This is short English summery of Wazema Radio 20 pages assessment report on Ethiopian economy.

[Wazema Radio] – With his election as the chairperson of the ruling EPRDF, Abiy Ahmed (PhD) instantly become the Prime Minister of Ethiopia. He came to the throne as three years of wide spread public protest, accompanied by two State of Emergency Declarations, pushed the ruling elite to look inward and undertake adjustment. One among the many promises of reform that Abiy made in his election was reforming the economy in a way that could create jobs for the youth, ensure macro stability, reform State-Owned Enterprises (SoEs), bring the private sector to the fore and open key sectors of the economy for private investment.
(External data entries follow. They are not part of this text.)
PR #421, opened 2020-07-14
Do not block on range requests

efritz:
Range requests can take a while to resolve if there is a lot of data in a window. This is especially problematic in symbol-dense code such as Typescript (https://sourcegraph.com/github.com/sourcegraph/sourcegraph@138e2f89a0136fab21d5f76a981c38e686f281d9/-/blob/web/src/search/input/MonacoQueryInput.tsx#L193:13).

This changes the providers to request a range from the API, but only take a short 25ms delay until requesting the definition or hover for the position explicitly. The range request will continue to resolve in the background so once it's in memory all other requests will no longer need to make explicit requests for local data.

### DIFF
--- a/shared/lsif/ranges.ts
+++ b/shared/lsif/ranges.ts
@@ -180,8 +180,8 @@ export function findOverlappingCodeIntelligenceRange(
     position: sourcegraph.Position,
     ranges: CodeIntelligenceRange[]
 ): CodeIntelligenceRange | null {
-    return (
-        ranges.find(
+    const overlapping =
+        ranges.filter(
             ({
                 range: {
                     start: { line: startLine, character: startCharacter },
@@ -193,7 +193,21 @@ export function findOverlappingCodeIntelligenceRange(
                 // right side check
                 (position.line < endLine || (position.line === endLine && position.character < endCharacter))
         ) || null
-    )
+
+    if (overlapping.length === 0) {
+        return null
+    }
+
+    overlapping.sort((a, b) => {
+        const cmp = b.range.start.line - a.range.start.line
+        if (cmp === 0) {
+            return b.range.start.character - a.range.start.character
+        }
+
+        return cmp
+    })
+
+    return overlapping[0]
 }
 
 const introspectionQuery = gql`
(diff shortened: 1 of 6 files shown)


shared/util/promise.ts
```diff
@@ -0,0 +1,45 @@
...
+ * @param makeFallback A factory that creates a fallback promise.
+ * @param timeout The timeout in ms before the fallback is invoked.
+ * @param filter An optional filter function to determine if a set of results
+ *        should be returned immediately.
+ */
+export async function raceWithDelayOffset<T>(
+    primary: Promise<T>,
+    makeFallback: () => Promise<T>,
+    timeout: number,
+    filter: (v: T) => boolean = v => v !== null
```
eseliger, line 22: Wasn't the original behavior `!== undefined`?

shared/lsif/ranges.ts
```diff
@@ -193,7 +193,21 @@ export function findOverlappingCodeIntelligenceRange(
...
+    }
+
+    overlapping.sort((a, b) => {
+        const cmp = b.range.start.line - a.range.start.line
+        if (cmp === 0) {
+            return b.range.start.character - a.range.start.character
+        }
+
+        return cmp
+    })
```
felixfbecker, line 208: You may be able to make use of our extension APIs - if you convert these to `sourcegraph.Range`/`sourcegraph.Position` you have methods like `compareTo()`, `isBefore()`, `contains()` etc

eseliger (approved):

shared/util/promise.ts
efritz: Yes but that's only for the race against a delay promise, which returns undefined. This was only used in unindexed/indexed search fallback, and I'm sure that not returning null is okay in that circumstance as well.

shared/util/promise.ts
```diff
@@ -0,0 +1,45 @@
...
+): Promise<T> {
+    const primaryResults = await Promise.race([primary, delay(timeout)])
+    if (primaryResults !== undefined && filter(primaryResults)) {
```
felixfbecker, line 25: I find it a bit surprising that `undefined` is implicitly handled but `null` is only handled by the `filter` function

PR #422, opened 2020-07-14
Fix "Invalid array length" bug with spread of set values

efritz:
This should fix the issue reported in https://sourcegraph.atlassian.net/jira/servicedesk/projects/SG/queues/custom/1/SG-267.

### DIFF
--- a/shared/search/providers.ts
+++ b/shared/search/providers.ts
@@ -527,9 +527,9 @@ function sortByProximity(locations: sourcegraph.Location[], currentURI: URL): so
 function jaccardIndex<T>(a: Set<T>, b: Set<T>): number {
     return (
         // Get the size of the intersection
-        new Set([...[...a]].filter(value => b.has(value))).size /
+        new Set([...a].filter(value => b.has(value))).size /
         // Get the size of the union
-        new Set([...[...a], ...[...b]]).size
+        new Set([...a, ...b]).size
     )
 }
 
--- a/shared/tsconfig.json
+++ b/shared/tsconfig.json
@@ -9,6 +9,7 @@
         "tag": "gql",
       },
     ],
+    "downlevelIteration": true,
   },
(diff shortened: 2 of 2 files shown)


shared/search/providers.ts
```diff
@@ -527,9 +527,9 @@ function sortByProximity(locations: sourcegraph.Location[], currentURI: URL): so
 function jaccardIndex<T>(a: Set<T>, b: Set<T>): number {
     return (
         // Get the size of the intersection
-        new Set([...[...a]].filter(value => b.has(value))).size /
```
twop, line 530: Now I'm really curios why it was the way it was and what made it go  away? Tanspiling?

efritz: https://github.com/sourcegraph/code-intel-extensions/pull/384/files#diff-d7d6c42b22b4cc3c9e90d696d64e26eeR530 🤷

felixfbecker: This is really interesting because while the code before was already double-copying the arrays (not good), the autofixed double spread looks equivalent and not like it shouldn't work or cause the RangeError 🤔

shared/tsconfig.json
```diff
@@ -9,6 +9,7 @@
         "tag": "gql",
       },
     ],
+    "downlevelIteration": true,
```
felixfbecker, line 12: Why is this needed? We only target modern browsers so generally shouldn't do this as it could bloat bundles. Is this significant to fix the bug?

efritz: This is the only thing that fixes the bug. The double spread is just a drive-by.

shared/search/providers.ts
efritz: This didn't fix the error, I just cleaned this up since I noticed it. I have no clue why it was doing a double copy in the first place.

PR #423, opened 2020-07-15
hover source code intel tooltips

garobrik:
TODO: update package.json to point to new sourcegraph extension API when it's published.

product: see the new hoverAlerts.ts file if all you're interested in is the text. you can see what the alert will actually look like on https://github.com/sourcegraph/sourcegraph/pull/12123. I want to make the alerts for search and lsp-based results not dismissible when a robust LSIF indexer is available for the languages, but open to pushback if you think that's too obnoxious.


shared/providers.ts
```diff
@@ -298,7 +305,11 @@ export function createHoverProvider(
             for await (const lsifResult of lsifProvider(textDocument, position)) {
                 if (lsifResult) {
                     await emitter.emitOnce('lsifHover')
-                    yield lsifResult
+                    if (hasPreciseResult) {
+                        yield lsifResult
+                    } else {
+                        yield { ...lsifResult, alerts: HoverAlerts.LSIF }
```
efritz, line 311: Why are we not tagging the first lsif result?

shared/providers.ts
```diff
@@ -309,10 +320,19 @@ export function createHoverProvider(
 
             if (lspProvider) {
                 // Delegate to LSP if it's available.
-                for await (const lspResult of lspProvider(textDocument, position)) {
+                let hasLSPResult = false
```
efritz, line 323: You'll need to run prettier in order for ci to pass.

shared/hoverAlerts.ts
```diff
@@ -0,0 +1,84 @@
+import * as sourcegraph from 'sourcegraph'
+
+export const HoverAlerts = {
+    LSIF: <sourcegraph.Badged<sourcegraph.HoverAlert>[]>[
```
felixfbecker, line 4: This casts the expression to the type, which means it silences any errors of missing properties. If you want to keep the `HoverAlerts` namespace, I would instead suggest to just do
```ts
export const lsif: sourcegraph.Badged<sourcegraph.HoverAlert>[] = [
  // ...
]
```
and import with
```ts
import * as HoverAlerts from './hoverAlerts'
```
(the difference is casting vs a type annotation)

There's an ESLint rule that shows this as a warning if you have some ESLint integration installed for your editor.

shared/hoverAlerts.ts
```diff
@@ -0,0 +1,84 @@
...
+        {
+            summary: {
+                kind: sourcegraph.MarkupKind.Markdown,
+                value:
+                    'Semantic result. [Learn more.](https://docs.sourcegraph.com/user/code_intelligence/lsif)',
+            },
+            badge: {
+                kind: 'info',
+                hoverMessage:
+                    "This hover text comes from a pre-computed semantic index of this project's source. Click to learn how to add this capability to all of your projects!",
```
christinaforney, line 14: 'hover text' may not be clear or accurate. Alternative ideas: 
- "This code intelligence data"
- "This hover data"
- "This reference data"

We have some style guide info on wording of links, though this is a bit difference since it's in a hover: https://about.sourcegraph.com/handbook/communication/style_guide#links

shared/hoverAlerts.ts
```diff
@@ -0,0 +1,84 @@
+import * as sourcegraph from 'sourcegraph'
+
+export const HoverAlerts = {
+    LSIF: <sourcegraph.Badged<sourcegraph.HoverAlert>[]>[
+        {
+            summary: {
+                kind: sourcegraph.MarkupKind.Markdown,
+                value:
+                    'Semantic result. [Learn more.](https://docs.sourcegraph.com/user/code_intelligence/lsif)',
```
christinaforney, line 9: In context on the hover I think these make sense, but reading them here I'm wondering if we could be more clear what this means. Not everyone will understand what a language server is, what semantic means in this context, etc. I know some of this will be clarified in the hover info, but am curious to briefly discuss.

christinaforney (commented):
It would be great if you could get some time with @LaureenH to show her how this text shows up in the product and get her feedback!

shared/hoverAlerts.ts
LaureenH: maybe just "text"

LaureenH: Also, I love that you ended with an exclamation mark. This is *exactly* the kind of enthusiasm I'm trying to get you to express in the release blog content. =)

christinaforney: @LaureenH - the reason I made alternate suggestions is that "text" feels inaccurate to me. This is because it'ts not just copy. It's information about your code including the function definition, parameters and types, as well as any available documentation in the code. Here's what it looks like: 
image

shared/providers.ts
gbrik: we're tagging *only* the first lsif result. is the var name confusing?

efritz: Ah I see. Why not tag all results? I'm not sure how this is read by the webapp, but I'm assuming there's an implicit piece of knowledge about how it's displayed.

shared/hoverAlerts.ts
gbrik: ahh ok, will change.

for fun: before i added the casts, i was trying to create an object with every key of type Badged<HoverAlert>[] so I didn't have to write it every time. but Record<string, Badged<HoverAlert>[]> didn't work. do you know if there's a way to do this pattern in TS? basically a Map<K, V> with compile time enforced finite Ks?

shared/hoverAlerts.ts
gbrik: other ideas:
- 'content'/'hover content'
- 'symbol information'

I favour 'text' because I like concision, or 'symbol information' for maximum specificity, thoughts?

shared/hoverAlerts.ts
gbrik: There's a thread here where we were trying to brainstorm how to get this across, not much luck: https://sourcegraph.slack.com/archives/CHXHX7XAS/p1589989321162100

The text before 'Learn more.' would need to be max ~4 words for the alert to fit on one line, which I would really like.

shared/hoverAlerts.ts
gbrik: also, my style preference is to have constants start with upper case. my impression from our TS source is that types are uppercase, everything else is lowercase. is that a distinction we care about?

shared/providers.ts
gbrik: The webapp does not ATM dedup alerts, so if every result has an alert on it it'll show multiple alerts. I agree there's probably a better way to do this, but not sure what it is. This is another artifact of designing through the extension API :(

efritz (approved):

shared/hoverAlerts.ts
gbrik: I went with 'hover data', symbol information is too specific, and the hovers in general could contain content other than text.

shared/hoverAlerts.ts
christinaforney: Agree, and I remember that thread. This seems like the best we have for now!

christinaforney (approved):

PR #432, opened 2020-07-27
Combine LSIF definition and hover providers

### LINKED ISSUE #12133: Query definition and hover provider so we can correctly badge results
In the code intel extensions, the definition may be imprecise but a hover may be precise (this occurs with go stdlib values where definitions aren't resolvable via LSIF the hovers are). We need to query the definition along with the hover in order to send back a properly badged value.

efritz:
Closes https://github.com/sourcegraph/sourcegraph/issues/12133.

This creates a new provider type `CombinedProviders` which will query both definitions and hovers in the same request rather than individually. This allows us in the hover providers that falls back to search-based results to know whether or not we have precise or imprecise definitions. This allows us to tag the scenarios where we have a precise hover and imprecise definition, and have an imprecise hover and a precise definition. The former happens on references to the go stdlib, for example, which is very jarring as there is no UI hint that you'll be taken to an incorrect definition.


shared/lsif/providers.ts
```diff
@@ -39,50 +37,94 @@ export function createProviders(logger: Logger): Providers {
...
-        definition: asyncGeneratorFromPromise(definition(queryGraphQL, getRangeFromWindow)),
+        definitionAndHover: cachedDefinitionAndHover(queryGraphQL, getRangeFromWindow),
         references: references(queryGraphQL, getRangeFromWindow),
-        hover: asyncGeneratorFromPromise(hover(queryGraphQL, getRangeFromWindow)),
         documentHighlights: asyncGeneratorFromPromise(documentHighlights(queryGraphQL, getRangeFromWindow)),
     }
 }
 
 /** The time to delay between range queries and an explicit definition/reference/hover request. */
 const RANGE_RESOLUTION_DELAY = 25
```
aidaeology, line 49: Nit: I'm assuming this is milliseconds, but it would be better to have explicit descriptors for the unit either in the variable name i.e. RANGE_RESOLUTION_DELAY_MS or RANGE_RESOLUTION_DELAY_SECS or in the comment section: "/** time to delay between range queries in milliseconds.."

shared/lsif/definition-hover.test.ts
```diff
@@ -0,0 +1,95 @@
...
+            hover: null,
+        })
+    })
+
+    it('should deal with empty payload', async () => {
+        const queryGraphQLFn = sinon.spy<QueryGraphQLFn<GenericLSIFResponse<DefinitionAndHoverResponse | null>>>(() =>
+            makeEnvelope()
+        )
+
+        assert.deepEqual(await definitionAndHoverForPosition(document, position, queryGraphQLFn), null)
```
aidaeology, line 93: Question here on the behavior: does this mean that when definition & hover text are not found (empty) that we display to the user a hover UI that is blank or is there someplace else in the stack where we populate a "not found" message to inform the user vs blank response?

efritz: If there's a definition and no hover, we show buttons but no text (I think - it's possible we have canned text, or we may not display the buttons in this case either).

If there's a hover but no def, we just don't show action buttons (that I know for sure).

aidaeology: Ok just wanted to make sure it was handled somewhere.

shared/lsif/providers.ts
efritz: Taken care of in https://github.com/sourcegraph/code-intel-extensions/pull/433.

shared/providers.ts
```diff
@@ -301,21 +321,22 @@ export function createHoverProvider(
...
-            let hasPreciseResult = false
-            for await (const lsifResult of lsifProvider(textDocument, position)) {
-                if (lsifResult) {
-                    await emitter.emitOnce('lsifHover')
-                    if (hasPreciseResult) {
-                        yield lsifResult
-                    } else {
-                        yield { ...lsifResult, alerts: HoverAlerts.lsif }
+            const lsifWrapper = await lsifProvider(textDocument, position)
+            if (lsifWrapper) {
```
aidaeology, line 325: My understanding is that LSIF functionality replaces LSP - is it a common use case where we have both LSP and LSIF providers for a language on one instance? If we don't expect that to be true then this logic could just be an either/or; where first check for optional LSP provider results in true, skip check for LSIF. If no LSP then try LSIF.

And at the core of these promises lay the objectives of resolving the imbalances of the economy, increasing the inclusiveness of the economy and maintaining the growth momentum of the past 16 years.


In light of this, Abiy’s administration has spent the last year grappling with an economy that hosts serious structural as well as transitory challenges. In terms of actions, the administration has brought peace with Eritrea, opened the logistic sector for foreign investment, approved a Public Private Partnership (PPP) law, issued a law that reforms the telecom sector, embarked on massive Doing Business reform and has given Ethiopians living abroad a chance to engage in various investments previously out of their reach.


If one is to scrutinize Abiy’s first year in office, in light of structural and transient economic affairs, it could be concluded that the year was one with more talks, but less did. Abiy’s promises of restrained fiscal policy, for instance, has not materialized. What has been visible over the past year was that recurrent expenditure of the state has been increasing, new (formally unappraised) projects are coming to the scene, multiple events and ceremonies are being held and massive renovation of public offices (including the PMO) is going on. As such, it is puzzling where the budgetary restraint is going to come.


Although monetary stability is one of the areas of promise of Abiy, it failed to achieve it in the last year, with the gap between the formal and parallel markets staying around 13 Br and inflation standing at 18%. The administrative measure taken by law enforcement on parallel market has pushed it to evolve to a decentralized function.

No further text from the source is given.